Kate: You will find much and open doors to others. I do not know how well known it is but a few years ago the Catholic records were closed to Mormons. When they fully realized why the church wanted copies of their records they decided there was no reason to make it easy to baptize people who died as Catholics. I suspect that most of the old records are already in our church archives.
Actually, until this past decade, almost zero Czech records, Catholic or Protestant or Jewish, were acquired into the granite vault archives of the LDS church. In 1948, right as the genealogical society of Utah began to microfilm records in the states and most of western Europe, the Czech lands fell under communism, and became isolated from the western world by the "iron curtain." Three digitization efforts have been recent, and the church has digital copies of only a small percentage of the records that exist. Most of the digitized records are more easily researched on the individual archives sites than on FamilySearch. The only Czech researcher I knew about who worked for FamilySearch has left and they have done a truly terrible job with labeling jurisdictions. It's really frustrating.

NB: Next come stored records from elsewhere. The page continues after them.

PR #4905, opened 2026-09-02
sipt: Add robust length validations in ISUP message parser

AlexisHadj:
Add robust length validations in ISUP message parser

### DIFF
--- a/src/modules/sipt/sipt.c
+++ b/src/modules/sipt/sipt.c
@@ -316,9 +316,9 @@ static int sipt_get_calling_party_nai(
 static int sipt_get_calling_party(
 		struct sip_msg *msg, pv_param_t *param, pv_value_t *res)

It would be totally unfair to characterize the Catholic church as either having the kind of influence in the Czech Republic in the second half of the 20th century to curtail microfilm efforts, or to blame the previous dearth of records on bad feelings towards LDS temple ordinances. Most Catholics who are archivists welcome all efforts at preserving and disseminating valuable heritage material. While it's true that some in high leadership in the Catholic church (who are probably not archivists) have made record acquisition difficult for the LDS church, I think in this case the fault lies squarely with the communist regime. Catholics were persecuted under communism in Czechoslovakia; surely they have more in common with the LDS church and indeed any who are interested in cultural preservation than with a regime that claims to seek to equalize everybody by throwing away the culture.
I can totally appreciate why Czechs who were anxious to preserve their precious records would be hesitant to let a foreign American church sweep in and take their records, especially so soon after they had literally been used to find and murder thousands of ethnic Jews or those of Jewish descent. "What right do they have to tell the story of our people, especially if there is no trust that this will not be a giant case of cultural appropriation, with no responsibility to continue to preserve and tell the story?"
You and I trust the LDS church and its leadership, but that is not a universal attitude. It's understandable that it took such a long time for the records to be digitized, and it's not as simple as "Catholics hate Mormons" (which they don't.) Mormons also need to not think so myopically; while our church has the world's largest repository of genealogical records, it still has only a fraction of the records that exist globally. While some 90-something percent of British Isles records may be represented, assuming that it is the same percentage of representation for EVERY country is naïve.